The only way is to practice. Since I don't know what grade you are or what instrument you play, I can't say anything very specific. However, for sight reading, get the ABRSM graded sight reading books from a music shop (if you play an instrument for which they are available), but save those as the last sight reading practice you do before your exam as the length and standard are likely to be the most similar to what you will get in an exam. If you don't already have them, get the ones from grades lower than your standard, and work your way up. Practice sight reading pieces in your books that you've never looked at before, and borrow books from other people who play the same instrument so you are sight reading pieces which are truly unfamiliar.
With each piece you sight read, there are a few obvious things to look at (sorry if I'm insulting your intelligence here, but as I said I don't know your standard and your experience of sight reading, so please forgive me). Firstly, look at the key signature, as this is a common source of mistakes. Secondly, look at the time signature, and work out the speed, counting to yourself. If you're in exam they give you thrity seconds or something to look at the piece before you begin to play, and I think you're allowed to try bits out so it may be worth spending time working out e.g. the exact rhythm for bits that look difficult. The main thing is just to stay calm and keep going... It's better to play the piece correctly but slower than the meter than it is to play it at the right speed but riddled with mistakes. Don't let mistakes get you down either - sight reading is rarely perfect and I've always got good marks for mine with a couple of mistakes, even in grade eight.

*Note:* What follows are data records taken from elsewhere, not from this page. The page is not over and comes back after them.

PR #662, opened 2017-12-29
Update rise-common-electron dependency version

jungeunyoon:


stulees:
@jungeunyoon Launcher is one module that should not have this updated. Even though logger.js is backwards compatible, lets leave it for now, thanks.

santiagonoguez:
nice to see you prevent us from destroying the universe !!! thanks !

PR #664, opened 2018-01-03
use echo for uninstall messages in PI

santiagonoguez:
Issue 17 in display control issue tracker. In order to avoid PI uninstaller failing on last message, this fix detects if we are in Raspbian and uses a simple echo notification if that's the case. Please review.


santiagonoguez:
does anyone has an idea why the UI integration test failed ?

stulees:
@santiagonoguez It seems to happen inconsistently. If you try re-running failed jobs, it will eventually pass.

PR #669, opened 2018-01-18
dont update executable on stable merge

santiagonoguez:
changed to only copy JSON files, and not executables.


.circleci/config.yml
```diff
@@ -264,7 +264,7 @@ jobs:
         - run: gsutil setmeta -h "Content-Disposition:attachment" gs://install-versions.risevision.com/master/*.sh
         - run: gsutil acl ch -u AllUsers:R gs://install-versions.risevision.com/master/*.{sh,exe,json}
         - run: gsutil cp -p gs://install-versions.risevision.com/*.{exe,sh,json} gs://install-versions.risevision.com/backups/$(cat /tmp/shared-workspace/version-string/version)/
-        - run: gsutil -m cp -p gs://install-versions.risevision.com/master/* gs://install-versions.risevision.com/
+        - run: gsutil -m cp -p gs://install-versions.risevision.com/master/*.json gs://install-versions.risevision.com/
```
stulees: @santiagonoguez I think it would be good to target manifests specifically via `display-modules-*.json` instead.

santiagonoguez: @stulees I changed the selection as you suggested ! now it's more specific.

PR #674, opened 2018-02-07
Add log "upgrading modules" to use for Upgrader reliability

stulees:
- Need to differentiate from a fresh install and focus module upgrade reliability only on actual module upgrades.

For aural, get the ABRSM books and CDs (it was tapes in my day but I imagine it's CDs now). Go through these in your own time, as there are many examples so you shouldn't run out of new exercises to try. Your teacher can help you with the aural a lot more than they can with the sight reading so ask to do some practice exercises in your music lessons, but don't just leave it until close to the exam, do them all year round so you are used to them and when an exam comes up they don't seem like a big deal.